PR #26642, opened 2022-11-30
GM: fix gas/regen signal

sshane:
The signal was not properly defined, and was wrapping around to 0 (looking at a stock route) when it requested more than 4095 units. I'm actually not sure if this definition is incorrect, it may keep going a few more bits back, since those are always 1. I don't know why GM chose these arbitrary values for this signal


sshane:
not really needed until we want to use more than the full range available now

PR #26645, opened 2022-12-01
Honda Nidec: put max PCM gas into CarControllerParams

sshane:
panda safety in master


selfdrive/car/honda/values.py
```diff
@@ -27,6 +27,7 @@ class CarControllerParams:
   NIDEC_MAX_ACCEL_V = [0.5, 2.4, 1.4, 0.6]
   NIDEC_MAX_ACCEL_BP = [0.0, 4.0, 10., 20.]
 
+  NIDEC_GAS_MAX = 198
```
sshane, line 30:
```suggestion
  NIDEC_GAS_MAX = 198  # 0xc6
```

PR #26651, opened 2022-12-01
VW MQB: Restore lead car indicator in instrument cluster

jyoung8607:
**Description**

Display a lead car in the instrument cluster when openpilot sees one. openpilot itself doesn't expose anything for safe-time-gap distance yet, so the displayed car is fixed at the middle of the range.

There is a frame > 100 check to ensure we've had a chance to see `Kombi_03.KBI_Variante` if it's present. On older cars that didn't have the option for digital instrument clusters, that message may not be forwarded to Extended CAN, so we can't put a frequency check in the CAN parser or delay controls startup waiting for it.

**Verification**

Drive tested with leads in and out of range, worked as expected.

On a related note, `hudControl.leadVisible` could use a debounce timer in higher level controls.

**Route**

Route: `3cfdec54aa035f3f|2022-11-30--23-25-39`

### DIFF
--- a/selfdrive/car/volkswagen/carstate.py
+++ b/selfdrive/car/volkswagen/carstate.py
@@ -13,6 +13,7 @@ class CarState(CarStateBase):
     self.CCP = CarControllerParams(CP)
     self.button_states = {button.event_type: False for button in self.CCP.BUTTONS}
     self.esp_hold_confirmation = False
+    self.upscale_lead_car_signal = False
 
   def create_button_events(self, pt_cp, buttons):
     button_events = []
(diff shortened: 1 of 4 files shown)


selfdrive/car/volkswagen/carstate.py
```diff
@@ -312,6 +317,7 @@ def get_can_parser(CP):
       ("Airbag_02", 5),     # From J234 Airbag control module
       ("Kombi_01", 2),      # From J285 Instrument cluster
       ("Blinkmodi_02", 1),  # From J519 BCM (sent at 1Hz when no lights active, 50Hz when active)
+      ("Kombi_03", 0),      # From J285 instrument cluster (not present on older cars, 1Hz when present)
```
adeebshihadeh, line 320: any way to detect this? not a huge fan of just ignoring it

jyoung8607: It's the best of the possible alternatives. If the message is genuinely missing, the involved code would fail in a safe, albeit cosmetically annoying way (lead car showing too close in the instrument cluster).

We could write off any future possibility of making OP long work with camera-side integrations; Kombi_03 appears to be guaranteed present at the CAN gateway on bus 1. I don't want to do that, it writes off supporting OP long with certain newer cars where it's hard to make a gateway harness.

I considered adding the instrument clusters to the fingerprint, but enumerating the digital clusters within that would become an annoying task with ongoing maintenance required as new part numbers are introduced. I checked and the software part numbers don't lend themselves to parsing to differentiate digital vs analog.

Also considered a standalone active UDS data identifier query to the cluster in the car port init(). Haven't searched for a discriminator yet but the possibility is good I could find something. But I already know I can only do that across the OBD bus. Based on our DM conversation some months ago, I don't want to build-in a new dependency on something I might not be able to accomplish from can0/can2 alone.

PR #26652, opened 2022-12-01
micd: don't update filtered sound level if playing sound

incognitojam:


sshane:
This worked perfectly! Paused the filter and restarted super fast, and it didn't affect the filtered value at all

PR #26981, opened 2023-01-16
cabana: use bootstrap icons

deanlee:
`QSvgRenderer` can't parse the `symbol` tag in `bootstrap-icons.svg`, so I  wrote a custom parser.


selfdrive/ui/qt/util.cc
```diff
@@ -218,3 +221,37 @@ QColor interpColor(float xv, std::vector<float> xp, std::vector<QColor> fp) {
     );
   }
 }
+
+static QHash<QString, QByteArray> load_bootstrap_icons() {
+  QHash<QString, QByteArray> icons;
+
+  QFile f("../../third_party/bootstrap/bootstrap-icons.svg");
```
pd0wm, line 228: Maybe use qrc to include the file in the binary so it can be run from anywhere?

deanlee: done in [6627abe](https://github.com/commaai/openpilot/pull/26981/commits/6627abe9e5c44f9155481ec2f1c1d368399a921a)

PR #26987, opened 2023-01-17
Add low Gnss laikad test

gast04:


gast04:
merge after https://github.com/commaai/laika/tree/fix_trop_delay

selfdrive/locationd/laikad.py
```diff
@@ -391,13 +391,16 @@ def process_msg(laikad, gnss_msg, mono_time, block=False):
 
 
 def clear_tmp_cache():
+  if "CI" in os.environ or "REPLAY" in os.environ:
+    return
```
adeebshihadeh, line 395: why does CI rely on this?

gast04: replay uses CI env flag, and runs it in parallel, thats doesnt work

adeebshihadeh: hmm, can you add a comment to remove this once we're not writing this cache to disk? CI exceptions should be used extremely sparingly and only when absolutely necessary

PR #26996, opened 2023-01-18
cabana: sort bus:id numerically instead of alphabetically

pd0wm:
Before `0:4a` would be sorted after `0:3aa`

### DIFF
--- a/tools/cabana/canmessages.h
+++ b/tools/cabana/canmessages.h
@@ -11,6 +11,8 @@
 
 struct CanData {
   double ts = 0.;
+  uint32_t src = 0;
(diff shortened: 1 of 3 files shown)


tools/cabana/canmessages.h
```diff
@@ -11,6 +11,8 @@
 
 struct CanData {
   double ts = 0.;
+  uint32_t src = 0;
```
deanlee, line 14: cabana use uint8_t src in all other places.

pd0wm, line 14:
```suggestion
  uint8_t src = 0;
```

PR #26997, opened 2023-01-18
cabana: refactor and improve signal view

deanlee:
refactor to use standard TreeView/Model architecture, with many new features and bug fixes:

Screenshot from 2023-01-18 23-05-02

dark theme:

light theme:


pd0wm:
Like the tree structure a lot! Will make it much easier to add multiplexed signals (https://pisnoop.s3.amazonaws.com/snoop_help_dbc.htm, https://github.com/commaai/opendbc/blob/master/vw_golf_mk4.dbc#L1412)

sshane:
Can we make the fields' height similar to before? I feel like it's a little hard to click around and edit fields now

deanlee:
It uses the system default height. how about keep it as it for now? we can change it later if really need.

sshane:
Since we can use the keyboard to navigate the tree view and expand stuff, it would be nice if Enter allowed you to edit stuff/toggle check boxes! Doesn't need to be in this PR

sshane:
Since we can use the keyboard to navigate the tree view and expand stuff, it would be nice if Enter allowed you to edit stuff/toggle check boxes! Doesn't need to be in this PR. Is this PR good to go?

deanlee:
qt use F2 to trigger the editor: https://doc.qt.io/qt-5/qtreeview.html#key-bindings
we can improve the key bindings in another pr.I think this pr is ok to be merged

pd0wm:
Just a suggestion, and might be better to do in a different PR. Is it possible to show the latest signal value next to the signal name? Switching back and forth between the logs can be a bit annoying.

deanlee:
it should be easy to show signal value in column 1 by emit mode->dataChange (signal name is col 0). 
maybe add a helper function in util.h to reuse it in log model and signal model to read the signal values.
I think about how to make it cleaner

deanlee:
@pd0wm  added in [de81678](https://github.com/commaai/openpilot/pull/26997/commits/de816784276348537410f6b43a7acf5fe91dd67b)

[Kazam_screencast_00066.webm](https://user-images.githubusercontent.com/27770/215151810-878fb4c0-e6a2-4ab5-8171-1a2aad70e528.webm)

deanlee:
added a splitter between signal view & binary view:

[Kazam_screencast_00067.webm](https://user-images.githubusercontent.com/27770/215155578-b4f0e315-1446-44f4-b7cd-cc4a69037a84.webm)

deanlee:
> Since we can use the keyboard to navigate the tree view and expand stuff, it would be nice if Enter allowed you to edit stuff/toggle check boxes! Doesn't need to be in this PR. Is this PR good to go?

@sshane I think this PR is ok for merge after [de81678](https://github.com/commaai/openpilot/pull/26997/commits/de816784276348537410f6b43a7acf5fe91dd67b). the new added code is worth it. although it may introduce some new issues, it should be easy to fix.

pd0wm:
Looks so much better :)

Would be nice if the position of the divider between the bytes and signal list stayed in place when opening new signals. With CAN-FD you end up constantly making the bytes view larger.

PR #27004, opened 2023-01-19
Remove old gpsLocation usage

gast04:


adeebshihadeh:
Let's close until laikad has been out of shadow mode for a bit.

★ ★ ★ ★

◆ **Assignment**
Only the lines above from the line containing "VW MQB: Restore" through the line containing "self.esp_hold_confirmation = False" should be retyped, exactly and with both ends included.

◆ **Output of the task**
VW MQB: Restore lead car indicator in instrument cluster

jyoung8607:
**Description**

Display a lead car in the instrument cluster when openpilot sees one. openpilot itself doesn't expose anything for safe-time-gap distance yet, so the displayed car is fixed at the middle of the range.

There is a frame > 100 check to ensure we've had a chance to see `Kombi_03.KBI_Variante` if it's present. On older cars that didn't have the option for digital instrument clusters, that message may not be forwarded to Extended CAN, so we can't put a frequency check in the CAN parser or delay controls startup waiting for it.

**Verification**

Drive tested with leads in and out of range, worked as expected.

On a related note, `hudControl.leadVisible` could use a debounce timer in higher level controls.

**Route**

Route: `3cfdec54aa035f3f|2022-11-30--23-25-39`

### DIFF
--- a/selfdrive/car/volkswagen/carstate.py
+++ b/selfdrive/car/volkswagen/carstate.py
@@ -13,6 +13,7 @@ class CarState(CarStateBase):
     self.CCP = CarControllerParams(CP)
     self.button_states = {button.event_type: False for button in self.CCP.BUTTONS}
     self.esp_hold_confirmation = False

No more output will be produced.